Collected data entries
▼

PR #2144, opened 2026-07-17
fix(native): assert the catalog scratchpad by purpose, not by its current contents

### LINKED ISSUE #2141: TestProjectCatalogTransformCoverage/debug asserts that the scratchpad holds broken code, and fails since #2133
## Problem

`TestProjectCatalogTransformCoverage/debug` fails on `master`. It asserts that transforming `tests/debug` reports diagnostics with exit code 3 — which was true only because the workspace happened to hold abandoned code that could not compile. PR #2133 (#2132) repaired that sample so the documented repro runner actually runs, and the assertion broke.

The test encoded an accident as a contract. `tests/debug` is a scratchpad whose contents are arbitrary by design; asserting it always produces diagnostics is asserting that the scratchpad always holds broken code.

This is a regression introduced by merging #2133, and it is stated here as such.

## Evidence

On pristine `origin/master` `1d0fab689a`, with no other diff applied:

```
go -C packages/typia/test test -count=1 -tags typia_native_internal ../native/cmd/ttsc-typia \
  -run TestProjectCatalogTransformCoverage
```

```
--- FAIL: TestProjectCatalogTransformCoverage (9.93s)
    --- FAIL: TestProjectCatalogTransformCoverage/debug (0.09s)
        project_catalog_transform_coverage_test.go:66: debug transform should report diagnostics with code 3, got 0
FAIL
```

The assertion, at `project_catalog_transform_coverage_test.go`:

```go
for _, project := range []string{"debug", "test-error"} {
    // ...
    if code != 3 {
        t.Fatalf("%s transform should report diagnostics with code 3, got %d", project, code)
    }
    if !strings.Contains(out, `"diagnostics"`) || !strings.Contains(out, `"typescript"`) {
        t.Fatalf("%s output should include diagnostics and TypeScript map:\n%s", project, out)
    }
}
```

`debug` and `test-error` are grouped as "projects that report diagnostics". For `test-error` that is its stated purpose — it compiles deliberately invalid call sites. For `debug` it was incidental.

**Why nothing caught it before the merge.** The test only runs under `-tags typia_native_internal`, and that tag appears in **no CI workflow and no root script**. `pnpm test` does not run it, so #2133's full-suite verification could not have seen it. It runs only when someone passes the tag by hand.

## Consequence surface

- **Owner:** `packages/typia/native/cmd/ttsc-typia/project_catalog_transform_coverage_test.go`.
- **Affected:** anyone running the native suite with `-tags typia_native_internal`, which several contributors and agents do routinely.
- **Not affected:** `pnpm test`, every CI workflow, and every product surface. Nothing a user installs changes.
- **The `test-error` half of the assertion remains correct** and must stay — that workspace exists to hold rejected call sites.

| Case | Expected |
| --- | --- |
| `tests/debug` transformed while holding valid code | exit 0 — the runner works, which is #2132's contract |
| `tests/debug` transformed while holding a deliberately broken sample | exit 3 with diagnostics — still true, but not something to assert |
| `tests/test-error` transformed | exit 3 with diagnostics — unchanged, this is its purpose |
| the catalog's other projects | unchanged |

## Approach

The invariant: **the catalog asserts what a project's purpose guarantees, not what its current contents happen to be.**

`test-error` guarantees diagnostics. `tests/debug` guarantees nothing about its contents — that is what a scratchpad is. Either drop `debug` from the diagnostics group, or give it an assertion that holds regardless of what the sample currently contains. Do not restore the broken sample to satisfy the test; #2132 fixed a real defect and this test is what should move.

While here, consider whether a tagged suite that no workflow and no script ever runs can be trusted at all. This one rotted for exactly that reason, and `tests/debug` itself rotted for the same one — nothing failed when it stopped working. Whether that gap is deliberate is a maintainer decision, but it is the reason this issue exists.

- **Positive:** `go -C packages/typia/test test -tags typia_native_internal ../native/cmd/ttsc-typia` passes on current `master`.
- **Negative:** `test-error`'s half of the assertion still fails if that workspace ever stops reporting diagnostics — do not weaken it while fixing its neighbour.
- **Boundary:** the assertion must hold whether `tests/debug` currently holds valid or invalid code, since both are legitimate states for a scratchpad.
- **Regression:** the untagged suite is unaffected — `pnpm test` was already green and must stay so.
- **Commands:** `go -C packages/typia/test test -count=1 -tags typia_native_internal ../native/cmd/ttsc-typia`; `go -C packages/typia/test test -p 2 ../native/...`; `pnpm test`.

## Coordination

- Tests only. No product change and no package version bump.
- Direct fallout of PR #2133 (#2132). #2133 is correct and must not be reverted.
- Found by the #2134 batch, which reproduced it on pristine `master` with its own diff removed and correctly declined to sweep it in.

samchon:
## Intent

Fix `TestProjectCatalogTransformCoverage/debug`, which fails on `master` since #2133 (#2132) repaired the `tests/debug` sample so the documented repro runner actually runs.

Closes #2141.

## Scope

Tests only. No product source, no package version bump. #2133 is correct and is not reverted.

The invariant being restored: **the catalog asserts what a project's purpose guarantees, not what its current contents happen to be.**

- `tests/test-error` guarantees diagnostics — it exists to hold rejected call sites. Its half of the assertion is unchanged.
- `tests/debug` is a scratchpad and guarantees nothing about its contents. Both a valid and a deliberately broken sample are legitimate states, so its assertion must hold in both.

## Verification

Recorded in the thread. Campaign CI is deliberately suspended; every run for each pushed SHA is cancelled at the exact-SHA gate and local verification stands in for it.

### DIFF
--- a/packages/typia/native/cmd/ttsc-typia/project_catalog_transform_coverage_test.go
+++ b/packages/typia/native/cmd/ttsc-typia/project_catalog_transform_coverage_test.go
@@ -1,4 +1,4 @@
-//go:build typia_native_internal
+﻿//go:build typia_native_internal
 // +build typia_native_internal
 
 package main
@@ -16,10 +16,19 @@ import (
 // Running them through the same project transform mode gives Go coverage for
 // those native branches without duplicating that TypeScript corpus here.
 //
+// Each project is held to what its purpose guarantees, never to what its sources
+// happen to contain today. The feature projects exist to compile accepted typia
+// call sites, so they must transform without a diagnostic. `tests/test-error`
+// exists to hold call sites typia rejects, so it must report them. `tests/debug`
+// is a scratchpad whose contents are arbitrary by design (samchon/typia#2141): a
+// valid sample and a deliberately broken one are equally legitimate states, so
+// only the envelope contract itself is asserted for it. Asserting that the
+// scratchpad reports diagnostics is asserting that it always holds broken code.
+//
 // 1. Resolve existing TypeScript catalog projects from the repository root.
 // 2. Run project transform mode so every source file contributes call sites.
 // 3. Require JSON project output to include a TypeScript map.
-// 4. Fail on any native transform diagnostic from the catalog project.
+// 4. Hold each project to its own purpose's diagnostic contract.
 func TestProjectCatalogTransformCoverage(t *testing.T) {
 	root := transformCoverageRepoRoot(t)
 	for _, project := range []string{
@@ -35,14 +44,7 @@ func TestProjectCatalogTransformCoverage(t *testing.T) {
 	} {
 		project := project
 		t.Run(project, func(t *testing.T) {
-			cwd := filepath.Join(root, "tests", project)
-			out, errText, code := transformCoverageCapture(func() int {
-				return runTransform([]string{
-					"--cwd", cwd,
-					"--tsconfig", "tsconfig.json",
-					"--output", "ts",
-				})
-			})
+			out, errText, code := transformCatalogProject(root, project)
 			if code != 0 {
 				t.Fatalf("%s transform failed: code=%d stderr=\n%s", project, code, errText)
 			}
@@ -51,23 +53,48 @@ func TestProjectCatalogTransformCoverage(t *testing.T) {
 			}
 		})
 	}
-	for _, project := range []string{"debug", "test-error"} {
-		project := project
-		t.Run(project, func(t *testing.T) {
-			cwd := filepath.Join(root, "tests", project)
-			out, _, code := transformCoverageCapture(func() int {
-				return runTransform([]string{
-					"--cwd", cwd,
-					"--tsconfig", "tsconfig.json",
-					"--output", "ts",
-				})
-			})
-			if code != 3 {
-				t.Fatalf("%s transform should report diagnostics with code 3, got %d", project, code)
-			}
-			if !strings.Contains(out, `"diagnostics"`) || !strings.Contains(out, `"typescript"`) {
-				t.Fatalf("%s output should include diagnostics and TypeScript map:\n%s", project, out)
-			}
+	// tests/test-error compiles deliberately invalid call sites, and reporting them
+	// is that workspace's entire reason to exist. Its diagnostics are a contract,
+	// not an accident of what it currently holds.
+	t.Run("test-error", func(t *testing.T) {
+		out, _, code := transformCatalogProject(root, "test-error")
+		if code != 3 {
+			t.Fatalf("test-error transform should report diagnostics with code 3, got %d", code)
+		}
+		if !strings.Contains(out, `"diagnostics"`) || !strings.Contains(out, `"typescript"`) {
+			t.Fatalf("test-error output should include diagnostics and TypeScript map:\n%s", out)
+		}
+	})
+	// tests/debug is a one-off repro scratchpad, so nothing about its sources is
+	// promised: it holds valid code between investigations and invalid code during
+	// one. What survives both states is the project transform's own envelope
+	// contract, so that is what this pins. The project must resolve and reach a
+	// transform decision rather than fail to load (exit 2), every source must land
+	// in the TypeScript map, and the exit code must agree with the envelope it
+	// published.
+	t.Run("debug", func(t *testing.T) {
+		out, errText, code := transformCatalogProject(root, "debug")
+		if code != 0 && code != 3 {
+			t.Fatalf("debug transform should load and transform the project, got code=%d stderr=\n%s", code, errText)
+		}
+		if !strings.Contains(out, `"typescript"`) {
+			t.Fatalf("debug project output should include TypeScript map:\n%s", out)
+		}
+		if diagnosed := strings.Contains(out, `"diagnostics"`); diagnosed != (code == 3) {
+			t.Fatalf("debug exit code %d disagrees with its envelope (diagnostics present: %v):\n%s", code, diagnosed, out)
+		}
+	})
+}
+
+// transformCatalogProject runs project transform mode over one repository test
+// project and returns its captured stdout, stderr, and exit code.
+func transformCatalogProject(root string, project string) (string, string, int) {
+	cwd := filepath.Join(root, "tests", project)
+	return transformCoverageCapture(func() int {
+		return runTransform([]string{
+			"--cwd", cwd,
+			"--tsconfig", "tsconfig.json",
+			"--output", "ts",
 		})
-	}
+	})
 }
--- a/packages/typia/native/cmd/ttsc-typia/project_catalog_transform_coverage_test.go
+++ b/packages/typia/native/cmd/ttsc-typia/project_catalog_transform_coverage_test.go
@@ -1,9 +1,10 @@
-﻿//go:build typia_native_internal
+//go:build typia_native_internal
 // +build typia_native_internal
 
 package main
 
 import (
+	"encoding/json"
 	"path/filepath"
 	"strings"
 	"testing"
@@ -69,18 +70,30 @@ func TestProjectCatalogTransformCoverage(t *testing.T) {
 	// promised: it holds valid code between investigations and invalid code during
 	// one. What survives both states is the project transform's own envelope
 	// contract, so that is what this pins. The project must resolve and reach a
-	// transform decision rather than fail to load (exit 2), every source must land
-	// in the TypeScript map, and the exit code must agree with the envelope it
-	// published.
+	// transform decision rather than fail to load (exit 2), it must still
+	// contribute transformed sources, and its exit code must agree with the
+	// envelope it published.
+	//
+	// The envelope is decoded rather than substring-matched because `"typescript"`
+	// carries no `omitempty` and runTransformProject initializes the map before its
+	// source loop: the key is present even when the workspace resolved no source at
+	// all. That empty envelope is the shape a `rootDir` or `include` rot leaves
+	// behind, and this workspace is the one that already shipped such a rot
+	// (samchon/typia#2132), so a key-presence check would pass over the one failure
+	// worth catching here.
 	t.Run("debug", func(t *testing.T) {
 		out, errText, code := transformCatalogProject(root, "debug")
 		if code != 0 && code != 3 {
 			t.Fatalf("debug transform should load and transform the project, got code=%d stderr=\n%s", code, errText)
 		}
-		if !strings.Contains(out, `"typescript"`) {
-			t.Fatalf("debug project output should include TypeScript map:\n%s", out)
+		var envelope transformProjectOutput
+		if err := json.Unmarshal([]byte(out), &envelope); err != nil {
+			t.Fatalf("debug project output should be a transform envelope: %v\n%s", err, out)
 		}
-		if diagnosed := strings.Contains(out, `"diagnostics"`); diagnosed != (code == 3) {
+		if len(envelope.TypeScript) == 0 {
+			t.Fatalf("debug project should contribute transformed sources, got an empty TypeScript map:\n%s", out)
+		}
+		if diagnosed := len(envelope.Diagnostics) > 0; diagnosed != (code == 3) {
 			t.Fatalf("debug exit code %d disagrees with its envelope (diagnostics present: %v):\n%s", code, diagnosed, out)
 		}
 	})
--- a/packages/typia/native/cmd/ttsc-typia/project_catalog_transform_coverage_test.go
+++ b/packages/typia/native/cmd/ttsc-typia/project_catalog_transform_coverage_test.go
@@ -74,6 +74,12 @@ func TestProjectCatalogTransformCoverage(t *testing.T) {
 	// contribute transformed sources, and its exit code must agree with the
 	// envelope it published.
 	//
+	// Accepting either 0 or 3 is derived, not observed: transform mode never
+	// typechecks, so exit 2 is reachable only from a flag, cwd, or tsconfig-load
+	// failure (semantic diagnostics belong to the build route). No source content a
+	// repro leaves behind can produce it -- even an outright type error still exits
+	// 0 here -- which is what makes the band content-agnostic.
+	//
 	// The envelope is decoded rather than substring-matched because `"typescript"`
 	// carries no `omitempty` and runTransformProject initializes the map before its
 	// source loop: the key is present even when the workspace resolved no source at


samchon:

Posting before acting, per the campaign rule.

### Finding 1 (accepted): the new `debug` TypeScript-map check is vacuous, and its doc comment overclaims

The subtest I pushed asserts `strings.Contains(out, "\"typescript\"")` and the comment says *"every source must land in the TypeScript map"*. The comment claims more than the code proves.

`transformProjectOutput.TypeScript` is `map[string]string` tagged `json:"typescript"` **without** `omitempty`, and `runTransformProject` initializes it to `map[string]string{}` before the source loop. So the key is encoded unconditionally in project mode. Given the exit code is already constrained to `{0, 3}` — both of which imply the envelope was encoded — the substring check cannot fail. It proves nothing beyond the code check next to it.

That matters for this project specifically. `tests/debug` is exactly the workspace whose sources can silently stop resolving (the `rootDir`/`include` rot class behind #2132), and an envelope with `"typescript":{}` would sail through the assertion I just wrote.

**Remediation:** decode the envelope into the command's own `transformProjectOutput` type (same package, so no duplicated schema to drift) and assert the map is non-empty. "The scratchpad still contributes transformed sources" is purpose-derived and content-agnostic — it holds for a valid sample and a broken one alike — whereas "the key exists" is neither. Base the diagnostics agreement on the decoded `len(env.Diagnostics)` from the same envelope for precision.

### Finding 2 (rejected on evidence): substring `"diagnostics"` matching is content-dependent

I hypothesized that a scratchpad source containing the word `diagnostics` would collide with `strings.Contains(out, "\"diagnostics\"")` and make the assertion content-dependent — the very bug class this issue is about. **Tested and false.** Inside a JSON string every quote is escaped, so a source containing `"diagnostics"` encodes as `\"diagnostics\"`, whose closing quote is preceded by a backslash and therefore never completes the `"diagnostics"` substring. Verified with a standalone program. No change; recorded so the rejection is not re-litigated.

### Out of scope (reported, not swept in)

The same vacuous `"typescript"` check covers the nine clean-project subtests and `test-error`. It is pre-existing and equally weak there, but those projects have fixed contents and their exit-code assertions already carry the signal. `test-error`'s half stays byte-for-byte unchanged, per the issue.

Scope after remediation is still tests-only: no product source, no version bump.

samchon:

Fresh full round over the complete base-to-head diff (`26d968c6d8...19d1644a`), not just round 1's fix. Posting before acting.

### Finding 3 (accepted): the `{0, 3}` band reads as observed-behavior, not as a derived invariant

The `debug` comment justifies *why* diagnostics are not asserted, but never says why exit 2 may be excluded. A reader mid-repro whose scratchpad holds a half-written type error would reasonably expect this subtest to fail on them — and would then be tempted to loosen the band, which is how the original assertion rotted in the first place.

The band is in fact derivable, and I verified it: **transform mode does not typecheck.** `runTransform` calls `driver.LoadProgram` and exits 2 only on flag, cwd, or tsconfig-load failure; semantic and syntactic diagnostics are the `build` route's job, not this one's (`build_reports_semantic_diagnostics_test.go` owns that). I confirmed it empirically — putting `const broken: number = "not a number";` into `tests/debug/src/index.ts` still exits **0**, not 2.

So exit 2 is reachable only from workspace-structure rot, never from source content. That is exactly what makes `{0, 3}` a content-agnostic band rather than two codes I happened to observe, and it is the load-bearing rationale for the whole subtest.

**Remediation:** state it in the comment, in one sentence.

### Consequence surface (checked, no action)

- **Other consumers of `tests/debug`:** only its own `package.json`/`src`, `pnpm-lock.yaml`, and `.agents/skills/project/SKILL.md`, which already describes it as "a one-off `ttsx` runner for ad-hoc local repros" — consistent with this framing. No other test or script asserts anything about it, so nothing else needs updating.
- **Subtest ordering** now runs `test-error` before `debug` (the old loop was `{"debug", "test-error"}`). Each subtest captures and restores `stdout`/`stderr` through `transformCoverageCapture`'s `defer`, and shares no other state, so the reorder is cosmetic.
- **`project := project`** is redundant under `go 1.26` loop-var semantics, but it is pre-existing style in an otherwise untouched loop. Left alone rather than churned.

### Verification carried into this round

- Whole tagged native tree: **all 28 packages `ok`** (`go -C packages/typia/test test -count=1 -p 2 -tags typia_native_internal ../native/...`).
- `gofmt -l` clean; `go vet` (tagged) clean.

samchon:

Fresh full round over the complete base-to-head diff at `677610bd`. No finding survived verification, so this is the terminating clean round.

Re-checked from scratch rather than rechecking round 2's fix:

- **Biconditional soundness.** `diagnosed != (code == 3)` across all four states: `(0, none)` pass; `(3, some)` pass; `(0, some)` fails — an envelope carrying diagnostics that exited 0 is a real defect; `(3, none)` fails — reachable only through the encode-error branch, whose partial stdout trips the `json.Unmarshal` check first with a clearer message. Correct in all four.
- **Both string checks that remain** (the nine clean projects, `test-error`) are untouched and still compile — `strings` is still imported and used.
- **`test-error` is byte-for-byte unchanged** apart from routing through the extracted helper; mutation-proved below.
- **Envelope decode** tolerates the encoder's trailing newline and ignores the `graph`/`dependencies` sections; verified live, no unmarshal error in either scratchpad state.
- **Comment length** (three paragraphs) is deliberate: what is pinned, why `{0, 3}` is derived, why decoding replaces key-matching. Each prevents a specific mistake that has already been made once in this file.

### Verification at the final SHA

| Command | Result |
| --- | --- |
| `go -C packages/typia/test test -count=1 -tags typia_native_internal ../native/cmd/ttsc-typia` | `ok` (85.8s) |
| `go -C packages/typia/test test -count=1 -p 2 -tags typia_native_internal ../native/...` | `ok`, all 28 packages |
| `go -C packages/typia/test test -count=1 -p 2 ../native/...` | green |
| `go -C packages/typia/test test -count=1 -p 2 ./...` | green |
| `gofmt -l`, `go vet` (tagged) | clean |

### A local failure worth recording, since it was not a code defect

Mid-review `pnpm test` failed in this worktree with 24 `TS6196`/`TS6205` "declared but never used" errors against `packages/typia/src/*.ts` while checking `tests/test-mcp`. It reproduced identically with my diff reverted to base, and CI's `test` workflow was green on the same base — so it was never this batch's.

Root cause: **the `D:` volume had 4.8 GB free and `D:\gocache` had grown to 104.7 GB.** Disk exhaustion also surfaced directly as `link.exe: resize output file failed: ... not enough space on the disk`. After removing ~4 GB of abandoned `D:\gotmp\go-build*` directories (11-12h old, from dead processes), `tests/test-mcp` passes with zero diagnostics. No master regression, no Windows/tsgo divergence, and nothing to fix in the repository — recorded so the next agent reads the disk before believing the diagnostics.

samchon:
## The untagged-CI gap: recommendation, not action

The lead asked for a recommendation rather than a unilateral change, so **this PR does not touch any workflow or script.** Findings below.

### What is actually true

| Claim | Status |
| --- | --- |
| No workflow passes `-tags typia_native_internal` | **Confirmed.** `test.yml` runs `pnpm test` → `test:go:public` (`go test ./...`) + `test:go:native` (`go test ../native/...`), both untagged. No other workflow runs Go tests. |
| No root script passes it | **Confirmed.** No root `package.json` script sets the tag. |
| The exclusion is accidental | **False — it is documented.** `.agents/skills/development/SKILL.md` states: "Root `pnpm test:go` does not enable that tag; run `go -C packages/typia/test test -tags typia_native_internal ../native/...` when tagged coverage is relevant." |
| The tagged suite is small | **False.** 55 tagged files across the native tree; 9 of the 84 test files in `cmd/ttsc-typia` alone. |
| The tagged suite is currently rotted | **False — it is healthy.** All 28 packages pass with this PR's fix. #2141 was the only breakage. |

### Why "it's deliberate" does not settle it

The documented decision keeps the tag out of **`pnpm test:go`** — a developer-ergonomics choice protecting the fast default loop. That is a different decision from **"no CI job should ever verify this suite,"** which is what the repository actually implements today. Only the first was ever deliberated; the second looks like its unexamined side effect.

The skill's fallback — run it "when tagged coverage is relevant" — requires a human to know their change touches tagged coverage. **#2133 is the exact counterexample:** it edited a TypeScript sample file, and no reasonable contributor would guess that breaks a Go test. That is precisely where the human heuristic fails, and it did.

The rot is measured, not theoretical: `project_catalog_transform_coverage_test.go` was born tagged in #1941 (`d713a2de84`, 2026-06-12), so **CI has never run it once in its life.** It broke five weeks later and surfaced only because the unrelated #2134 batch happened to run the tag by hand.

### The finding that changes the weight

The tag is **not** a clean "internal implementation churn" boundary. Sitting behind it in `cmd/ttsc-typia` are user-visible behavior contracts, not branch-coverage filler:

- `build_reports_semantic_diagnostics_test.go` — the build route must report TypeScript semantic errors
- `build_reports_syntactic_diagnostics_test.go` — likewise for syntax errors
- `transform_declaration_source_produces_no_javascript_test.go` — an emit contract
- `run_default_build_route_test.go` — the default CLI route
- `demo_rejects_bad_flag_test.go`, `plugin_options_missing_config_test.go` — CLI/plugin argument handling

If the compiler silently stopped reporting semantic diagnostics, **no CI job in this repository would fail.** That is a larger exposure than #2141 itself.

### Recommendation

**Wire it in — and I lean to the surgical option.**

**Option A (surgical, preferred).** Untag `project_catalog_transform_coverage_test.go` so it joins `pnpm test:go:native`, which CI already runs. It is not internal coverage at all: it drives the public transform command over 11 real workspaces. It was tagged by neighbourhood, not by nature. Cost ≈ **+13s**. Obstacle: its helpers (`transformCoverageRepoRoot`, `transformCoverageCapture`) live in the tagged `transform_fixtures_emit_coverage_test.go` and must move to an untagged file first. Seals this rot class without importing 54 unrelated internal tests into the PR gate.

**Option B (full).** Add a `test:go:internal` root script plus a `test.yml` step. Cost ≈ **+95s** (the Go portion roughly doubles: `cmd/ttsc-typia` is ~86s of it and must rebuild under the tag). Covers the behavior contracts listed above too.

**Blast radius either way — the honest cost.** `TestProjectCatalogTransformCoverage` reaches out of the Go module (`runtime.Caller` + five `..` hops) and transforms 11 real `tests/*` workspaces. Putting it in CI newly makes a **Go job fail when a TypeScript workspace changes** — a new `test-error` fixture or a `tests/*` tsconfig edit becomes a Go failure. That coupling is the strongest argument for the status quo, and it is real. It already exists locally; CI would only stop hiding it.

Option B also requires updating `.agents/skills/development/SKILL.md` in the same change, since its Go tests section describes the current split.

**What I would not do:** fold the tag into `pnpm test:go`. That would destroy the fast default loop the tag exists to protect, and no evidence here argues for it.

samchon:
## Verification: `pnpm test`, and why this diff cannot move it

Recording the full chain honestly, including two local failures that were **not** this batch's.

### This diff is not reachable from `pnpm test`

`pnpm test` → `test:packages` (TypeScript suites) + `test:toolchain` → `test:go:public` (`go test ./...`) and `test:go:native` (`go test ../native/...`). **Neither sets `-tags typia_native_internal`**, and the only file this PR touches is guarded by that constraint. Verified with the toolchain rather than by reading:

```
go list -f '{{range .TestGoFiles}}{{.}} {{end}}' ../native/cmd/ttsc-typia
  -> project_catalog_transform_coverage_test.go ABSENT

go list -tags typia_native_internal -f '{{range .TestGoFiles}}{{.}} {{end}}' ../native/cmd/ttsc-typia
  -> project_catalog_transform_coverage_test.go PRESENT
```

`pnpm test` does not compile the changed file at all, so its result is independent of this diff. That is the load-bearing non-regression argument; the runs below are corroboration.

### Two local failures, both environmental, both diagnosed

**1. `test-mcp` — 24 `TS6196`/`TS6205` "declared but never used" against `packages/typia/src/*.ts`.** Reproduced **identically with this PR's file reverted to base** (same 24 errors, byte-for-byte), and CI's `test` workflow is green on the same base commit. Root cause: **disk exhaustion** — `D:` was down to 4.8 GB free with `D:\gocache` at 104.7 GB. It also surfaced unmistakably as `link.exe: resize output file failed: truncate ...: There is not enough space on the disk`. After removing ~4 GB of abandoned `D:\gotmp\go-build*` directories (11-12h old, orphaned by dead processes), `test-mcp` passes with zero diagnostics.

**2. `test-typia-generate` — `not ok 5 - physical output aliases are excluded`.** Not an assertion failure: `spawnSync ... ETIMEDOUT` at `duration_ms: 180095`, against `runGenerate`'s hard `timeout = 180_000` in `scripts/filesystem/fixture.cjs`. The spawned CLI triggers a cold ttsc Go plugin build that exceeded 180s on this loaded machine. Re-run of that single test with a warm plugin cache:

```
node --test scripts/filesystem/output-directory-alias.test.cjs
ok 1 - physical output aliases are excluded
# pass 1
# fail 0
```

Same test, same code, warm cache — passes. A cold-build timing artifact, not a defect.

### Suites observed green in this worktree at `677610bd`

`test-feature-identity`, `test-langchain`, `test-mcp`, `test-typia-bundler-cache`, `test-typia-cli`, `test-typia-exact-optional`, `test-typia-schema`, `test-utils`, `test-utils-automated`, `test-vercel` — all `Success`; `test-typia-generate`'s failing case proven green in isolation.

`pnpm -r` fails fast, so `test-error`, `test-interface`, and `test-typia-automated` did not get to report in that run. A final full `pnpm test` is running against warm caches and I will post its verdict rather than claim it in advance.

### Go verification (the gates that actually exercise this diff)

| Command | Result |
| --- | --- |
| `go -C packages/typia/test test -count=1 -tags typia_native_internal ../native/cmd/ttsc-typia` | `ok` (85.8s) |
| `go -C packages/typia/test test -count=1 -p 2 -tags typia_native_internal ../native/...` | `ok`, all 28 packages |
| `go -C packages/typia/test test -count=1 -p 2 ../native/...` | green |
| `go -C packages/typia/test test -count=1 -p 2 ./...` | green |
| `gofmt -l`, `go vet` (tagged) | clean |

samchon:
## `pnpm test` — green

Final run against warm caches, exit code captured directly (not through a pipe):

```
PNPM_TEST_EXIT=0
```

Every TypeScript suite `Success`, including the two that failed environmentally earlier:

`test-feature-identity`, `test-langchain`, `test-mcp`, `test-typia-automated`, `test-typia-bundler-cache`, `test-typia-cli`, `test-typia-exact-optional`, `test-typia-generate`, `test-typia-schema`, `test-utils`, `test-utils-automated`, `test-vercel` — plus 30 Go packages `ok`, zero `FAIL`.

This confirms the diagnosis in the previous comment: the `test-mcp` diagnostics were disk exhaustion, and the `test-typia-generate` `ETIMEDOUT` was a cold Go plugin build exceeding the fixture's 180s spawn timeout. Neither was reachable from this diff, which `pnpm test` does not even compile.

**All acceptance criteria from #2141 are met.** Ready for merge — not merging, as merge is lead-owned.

▲

Which lines hold the word "utils"? Copy each of them from the records.

__Expected answer__:
`test-feature-identity`, `test-langchain`, `test-mcp`, `test-typia-bundler-cache`, `test-typia-cli`, `test-typia-exact-optional`, `test-typia-schema`, `test-utils`, `test-utils-automated`, `test-vercel` — all `Success`; `test-typia-generate`'s failing case proven green in isolation.
`test-feature-identity`, `test-langchain`, `test-mcp`, `test-typia-automated`, `test-typia-bundler-cache`, `test-typia-cli`, `test-typia-exact-optional`, `test-typia-generate`, `test-typia-schema`, `test-utils`, `test-utils-automated`, `test-vercel` — plus 30 Go packages `ok`, zero `FAIL`.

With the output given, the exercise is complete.